• [Prompt]: Scan the data. Collect each line that contains the word "they".
[Opening Available data section]
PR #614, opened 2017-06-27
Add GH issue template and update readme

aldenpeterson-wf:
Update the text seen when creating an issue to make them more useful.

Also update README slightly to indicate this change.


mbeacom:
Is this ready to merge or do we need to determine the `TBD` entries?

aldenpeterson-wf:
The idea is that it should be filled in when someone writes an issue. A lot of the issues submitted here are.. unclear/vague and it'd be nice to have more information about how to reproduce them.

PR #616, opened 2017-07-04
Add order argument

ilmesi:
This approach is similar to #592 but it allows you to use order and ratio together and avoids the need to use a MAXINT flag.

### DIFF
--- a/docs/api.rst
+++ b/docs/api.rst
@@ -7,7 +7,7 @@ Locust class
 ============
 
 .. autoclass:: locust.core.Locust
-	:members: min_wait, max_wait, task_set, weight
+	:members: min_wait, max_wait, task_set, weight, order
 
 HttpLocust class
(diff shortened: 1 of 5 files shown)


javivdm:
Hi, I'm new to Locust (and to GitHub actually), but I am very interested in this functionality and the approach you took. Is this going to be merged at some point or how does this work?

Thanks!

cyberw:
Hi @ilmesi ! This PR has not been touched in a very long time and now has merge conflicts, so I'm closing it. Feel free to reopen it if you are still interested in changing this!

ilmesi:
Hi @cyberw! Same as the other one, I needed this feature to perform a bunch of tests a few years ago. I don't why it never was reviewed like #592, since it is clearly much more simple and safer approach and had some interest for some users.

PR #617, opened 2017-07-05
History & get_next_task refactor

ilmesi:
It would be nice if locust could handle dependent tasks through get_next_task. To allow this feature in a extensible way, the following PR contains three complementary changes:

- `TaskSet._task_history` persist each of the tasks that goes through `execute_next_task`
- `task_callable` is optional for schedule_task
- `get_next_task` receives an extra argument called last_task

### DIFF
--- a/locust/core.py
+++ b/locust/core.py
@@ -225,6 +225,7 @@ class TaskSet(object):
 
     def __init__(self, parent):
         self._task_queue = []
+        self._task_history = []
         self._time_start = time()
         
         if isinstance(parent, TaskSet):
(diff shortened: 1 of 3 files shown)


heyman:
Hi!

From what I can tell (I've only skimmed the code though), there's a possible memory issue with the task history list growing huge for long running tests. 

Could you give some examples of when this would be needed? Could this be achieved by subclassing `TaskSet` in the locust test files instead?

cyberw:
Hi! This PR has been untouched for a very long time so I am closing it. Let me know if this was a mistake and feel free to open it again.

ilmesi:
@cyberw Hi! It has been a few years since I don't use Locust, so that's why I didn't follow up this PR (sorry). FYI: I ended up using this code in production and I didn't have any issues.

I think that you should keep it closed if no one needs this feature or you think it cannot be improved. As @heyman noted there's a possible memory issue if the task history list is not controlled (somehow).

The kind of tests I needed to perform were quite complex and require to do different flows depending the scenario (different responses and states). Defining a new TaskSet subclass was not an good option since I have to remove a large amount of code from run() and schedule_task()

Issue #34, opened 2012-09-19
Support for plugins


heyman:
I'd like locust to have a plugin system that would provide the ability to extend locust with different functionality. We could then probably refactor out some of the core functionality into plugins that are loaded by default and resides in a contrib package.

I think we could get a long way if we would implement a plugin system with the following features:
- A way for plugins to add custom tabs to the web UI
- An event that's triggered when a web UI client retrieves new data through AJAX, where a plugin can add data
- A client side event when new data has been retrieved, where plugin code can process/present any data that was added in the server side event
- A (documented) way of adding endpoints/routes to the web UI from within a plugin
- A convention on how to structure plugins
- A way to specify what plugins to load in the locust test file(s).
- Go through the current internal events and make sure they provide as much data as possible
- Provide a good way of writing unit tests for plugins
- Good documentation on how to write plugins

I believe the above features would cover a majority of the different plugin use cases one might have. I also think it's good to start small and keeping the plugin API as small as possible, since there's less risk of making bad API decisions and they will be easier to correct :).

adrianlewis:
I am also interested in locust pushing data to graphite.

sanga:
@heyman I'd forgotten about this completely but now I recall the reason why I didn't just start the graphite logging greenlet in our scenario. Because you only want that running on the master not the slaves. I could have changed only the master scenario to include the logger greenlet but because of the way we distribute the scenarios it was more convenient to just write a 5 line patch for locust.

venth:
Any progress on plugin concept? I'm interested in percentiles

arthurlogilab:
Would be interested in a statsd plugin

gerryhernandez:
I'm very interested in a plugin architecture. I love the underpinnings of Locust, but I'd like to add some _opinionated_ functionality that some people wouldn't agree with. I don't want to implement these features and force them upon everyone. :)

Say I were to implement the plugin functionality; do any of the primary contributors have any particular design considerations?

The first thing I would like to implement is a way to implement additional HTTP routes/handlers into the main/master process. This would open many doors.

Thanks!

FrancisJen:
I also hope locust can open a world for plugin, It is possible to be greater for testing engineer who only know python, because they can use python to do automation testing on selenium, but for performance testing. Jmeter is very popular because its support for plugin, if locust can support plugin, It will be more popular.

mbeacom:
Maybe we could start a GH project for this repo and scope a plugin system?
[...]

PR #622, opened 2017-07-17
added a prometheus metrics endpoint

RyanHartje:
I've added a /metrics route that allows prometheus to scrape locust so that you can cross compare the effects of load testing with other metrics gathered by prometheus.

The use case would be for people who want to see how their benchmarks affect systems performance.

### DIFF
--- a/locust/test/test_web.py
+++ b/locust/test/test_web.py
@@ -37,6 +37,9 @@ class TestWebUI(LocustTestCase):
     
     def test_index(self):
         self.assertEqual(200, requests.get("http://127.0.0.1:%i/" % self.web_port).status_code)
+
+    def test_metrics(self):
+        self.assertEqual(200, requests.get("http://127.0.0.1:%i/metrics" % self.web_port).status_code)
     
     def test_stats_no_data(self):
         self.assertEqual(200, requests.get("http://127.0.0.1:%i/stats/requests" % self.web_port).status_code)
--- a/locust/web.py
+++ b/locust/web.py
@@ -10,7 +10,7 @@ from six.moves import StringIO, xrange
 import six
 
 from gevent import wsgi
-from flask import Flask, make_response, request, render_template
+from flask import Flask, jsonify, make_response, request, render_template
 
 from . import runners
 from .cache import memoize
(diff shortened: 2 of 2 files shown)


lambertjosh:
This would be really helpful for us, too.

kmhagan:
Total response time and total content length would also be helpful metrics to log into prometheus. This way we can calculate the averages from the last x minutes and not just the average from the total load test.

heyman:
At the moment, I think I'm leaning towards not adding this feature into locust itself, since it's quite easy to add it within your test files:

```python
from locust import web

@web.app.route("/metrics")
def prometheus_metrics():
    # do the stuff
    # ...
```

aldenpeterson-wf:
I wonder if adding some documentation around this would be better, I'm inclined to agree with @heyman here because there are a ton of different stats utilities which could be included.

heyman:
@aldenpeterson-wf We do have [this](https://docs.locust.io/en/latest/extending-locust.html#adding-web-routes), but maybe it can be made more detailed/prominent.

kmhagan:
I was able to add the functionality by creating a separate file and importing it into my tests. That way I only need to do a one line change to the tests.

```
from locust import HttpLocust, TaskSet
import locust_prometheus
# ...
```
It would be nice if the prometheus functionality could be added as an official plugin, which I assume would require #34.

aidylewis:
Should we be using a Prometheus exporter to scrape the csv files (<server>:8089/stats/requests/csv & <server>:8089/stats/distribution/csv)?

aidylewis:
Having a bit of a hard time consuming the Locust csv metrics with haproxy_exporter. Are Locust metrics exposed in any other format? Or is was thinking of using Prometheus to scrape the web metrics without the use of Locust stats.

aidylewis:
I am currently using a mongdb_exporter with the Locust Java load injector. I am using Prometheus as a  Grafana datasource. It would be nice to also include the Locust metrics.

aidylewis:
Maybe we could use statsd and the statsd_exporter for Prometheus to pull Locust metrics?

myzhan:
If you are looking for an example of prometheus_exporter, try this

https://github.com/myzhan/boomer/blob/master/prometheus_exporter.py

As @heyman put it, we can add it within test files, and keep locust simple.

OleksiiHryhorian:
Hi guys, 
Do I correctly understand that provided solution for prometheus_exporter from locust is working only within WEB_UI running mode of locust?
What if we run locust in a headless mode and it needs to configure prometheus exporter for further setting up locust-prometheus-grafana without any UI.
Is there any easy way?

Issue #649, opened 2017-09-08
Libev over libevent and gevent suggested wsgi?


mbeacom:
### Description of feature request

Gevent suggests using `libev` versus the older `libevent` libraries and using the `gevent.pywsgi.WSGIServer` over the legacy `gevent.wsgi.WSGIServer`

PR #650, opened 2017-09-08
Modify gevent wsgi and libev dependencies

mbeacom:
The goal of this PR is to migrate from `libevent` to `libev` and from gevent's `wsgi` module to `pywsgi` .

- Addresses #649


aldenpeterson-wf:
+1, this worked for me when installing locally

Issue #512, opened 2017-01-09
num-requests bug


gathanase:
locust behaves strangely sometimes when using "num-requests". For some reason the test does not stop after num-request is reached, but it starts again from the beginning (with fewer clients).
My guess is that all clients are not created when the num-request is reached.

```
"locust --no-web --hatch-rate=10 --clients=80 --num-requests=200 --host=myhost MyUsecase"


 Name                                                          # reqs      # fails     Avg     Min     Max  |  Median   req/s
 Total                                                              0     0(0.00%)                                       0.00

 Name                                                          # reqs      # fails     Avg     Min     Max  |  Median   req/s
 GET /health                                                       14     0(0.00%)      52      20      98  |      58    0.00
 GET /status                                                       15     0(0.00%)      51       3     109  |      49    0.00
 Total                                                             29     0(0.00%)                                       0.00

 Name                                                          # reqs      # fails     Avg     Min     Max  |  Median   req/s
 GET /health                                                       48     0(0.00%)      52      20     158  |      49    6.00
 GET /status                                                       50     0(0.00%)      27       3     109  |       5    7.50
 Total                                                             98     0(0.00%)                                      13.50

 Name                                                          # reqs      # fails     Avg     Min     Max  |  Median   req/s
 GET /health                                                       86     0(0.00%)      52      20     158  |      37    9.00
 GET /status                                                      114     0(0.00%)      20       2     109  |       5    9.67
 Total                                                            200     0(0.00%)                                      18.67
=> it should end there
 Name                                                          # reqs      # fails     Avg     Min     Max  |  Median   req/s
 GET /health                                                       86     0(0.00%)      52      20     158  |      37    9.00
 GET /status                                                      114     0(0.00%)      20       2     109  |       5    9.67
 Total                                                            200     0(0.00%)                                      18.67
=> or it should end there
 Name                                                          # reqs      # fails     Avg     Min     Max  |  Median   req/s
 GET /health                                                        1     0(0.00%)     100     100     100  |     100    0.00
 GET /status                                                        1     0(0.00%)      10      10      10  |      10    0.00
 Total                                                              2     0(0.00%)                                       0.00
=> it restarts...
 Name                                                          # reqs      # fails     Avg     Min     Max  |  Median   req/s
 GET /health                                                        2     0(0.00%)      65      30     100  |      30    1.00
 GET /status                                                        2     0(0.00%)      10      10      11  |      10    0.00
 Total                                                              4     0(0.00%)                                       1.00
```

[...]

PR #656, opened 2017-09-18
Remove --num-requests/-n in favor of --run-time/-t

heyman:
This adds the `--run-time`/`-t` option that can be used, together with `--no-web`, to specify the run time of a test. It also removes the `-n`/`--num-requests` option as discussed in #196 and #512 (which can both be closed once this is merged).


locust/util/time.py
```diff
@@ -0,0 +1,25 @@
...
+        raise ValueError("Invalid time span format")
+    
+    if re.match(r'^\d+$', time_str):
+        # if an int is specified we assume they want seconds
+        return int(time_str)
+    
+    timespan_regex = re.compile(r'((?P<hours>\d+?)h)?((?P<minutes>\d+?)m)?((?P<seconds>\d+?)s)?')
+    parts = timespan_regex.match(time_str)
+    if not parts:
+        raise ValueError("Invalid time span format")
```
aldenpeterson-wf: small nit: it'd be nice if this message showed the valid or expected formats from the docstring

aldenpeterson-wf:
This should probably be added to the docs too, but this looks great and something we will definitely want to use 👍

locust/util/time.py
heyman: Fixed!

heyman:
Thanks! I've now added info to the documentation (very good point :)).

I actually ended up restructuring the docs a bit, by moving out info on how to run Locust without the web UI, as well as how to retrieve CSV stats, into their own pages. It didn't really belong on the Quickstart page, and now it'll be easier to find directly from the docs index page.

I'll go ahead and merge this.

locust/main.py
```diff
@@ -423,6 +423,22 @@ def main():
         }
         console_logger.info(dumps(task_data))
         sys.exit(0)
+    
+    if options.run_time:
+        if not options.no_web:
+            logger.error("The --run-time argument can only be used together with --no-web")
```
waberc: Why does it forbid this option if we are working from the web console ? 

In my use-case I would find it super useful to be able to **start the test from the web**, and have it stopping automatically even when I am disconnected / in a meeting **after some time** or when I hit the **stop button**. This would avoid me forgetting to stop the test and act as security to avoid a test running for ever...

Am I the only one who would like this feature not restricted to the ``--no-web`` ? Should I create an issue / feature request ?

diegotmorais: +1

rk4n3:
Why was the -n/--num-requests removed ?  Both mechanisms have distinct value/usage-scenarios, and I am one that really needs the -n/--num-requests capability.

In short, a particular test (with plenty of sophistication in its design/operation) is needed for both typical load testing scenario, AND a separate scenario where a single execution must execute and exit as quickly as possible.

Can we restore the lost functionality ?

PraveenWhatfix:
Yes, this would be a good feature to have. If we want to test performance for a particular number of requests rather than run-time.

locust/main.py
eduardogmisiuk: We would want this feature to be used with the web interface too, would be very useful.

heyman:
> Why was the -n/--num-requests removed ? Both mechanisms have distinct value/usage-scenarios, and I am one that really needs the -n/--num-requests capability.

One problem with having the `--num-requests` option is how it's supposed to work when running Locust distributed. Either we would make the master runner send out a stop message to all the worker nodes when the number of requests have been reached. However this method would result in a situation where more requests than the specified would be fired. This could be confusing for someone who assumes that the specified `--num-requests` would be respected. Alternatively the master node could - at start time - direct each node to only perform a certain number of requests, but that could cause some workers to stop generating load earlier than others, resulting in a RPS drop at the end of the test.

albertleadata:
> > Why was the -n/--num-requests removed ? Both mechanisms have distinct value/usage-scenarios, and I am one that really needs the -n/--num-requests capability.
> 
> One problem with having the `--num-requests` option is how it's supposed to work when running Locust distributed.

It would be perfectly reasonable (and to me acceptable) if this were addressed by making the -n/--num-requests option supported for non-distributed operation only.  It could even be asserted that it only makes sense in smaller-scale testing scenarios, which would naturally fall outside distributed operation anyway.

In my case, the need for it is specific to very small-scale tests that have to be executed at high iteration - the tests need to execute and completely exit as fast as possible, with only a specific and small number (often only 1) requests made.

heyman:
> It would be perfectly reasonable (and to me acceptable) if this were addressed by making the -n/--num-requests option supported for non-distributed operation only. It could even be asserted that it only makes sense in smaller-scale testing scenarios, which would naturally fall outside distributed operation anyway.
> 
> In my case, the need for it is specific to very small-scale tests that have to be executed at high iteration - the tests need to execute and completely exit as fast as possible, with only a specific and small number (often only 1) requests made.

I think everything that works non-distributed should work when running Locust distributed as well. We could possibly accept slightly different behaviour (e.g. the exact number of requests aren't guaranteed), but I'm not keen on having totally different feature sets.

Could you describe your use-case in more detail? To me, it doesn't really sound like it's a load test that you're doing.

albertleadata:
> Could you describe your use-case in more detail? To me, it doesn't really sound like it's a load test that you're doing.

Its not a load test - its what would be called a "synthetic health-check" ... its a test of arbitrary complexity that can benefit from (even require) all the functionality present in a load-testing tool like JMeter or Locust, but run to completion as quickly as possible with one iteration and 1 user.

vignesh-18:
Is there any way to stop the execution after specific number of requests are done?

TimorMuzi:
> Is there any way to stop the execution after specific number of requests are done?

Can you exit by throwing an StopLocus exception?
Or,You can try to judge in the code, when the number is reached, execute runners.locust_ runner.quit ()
[Closing Available data section]
• [Response to this exercise]:
- Go through the current internal events and make sure they provide as much data as possible
I believe the above features would cover a majority of the different plugin use cases one might have. I also think it's good to start small and keeping the plugin API as small as possible, since there's less risk of making bad API decisions and they will be easier to correct :).
I also hope locust can open a world for plugin, It is possible to be greater for testing engineer who only know python, because they can use python to do automation testing on selenium, but for performance testing. Jmeter is very popular because its support for plugin, if locust can support plugin, It will be more popular.
+        # if an int is specified we assume they want seconds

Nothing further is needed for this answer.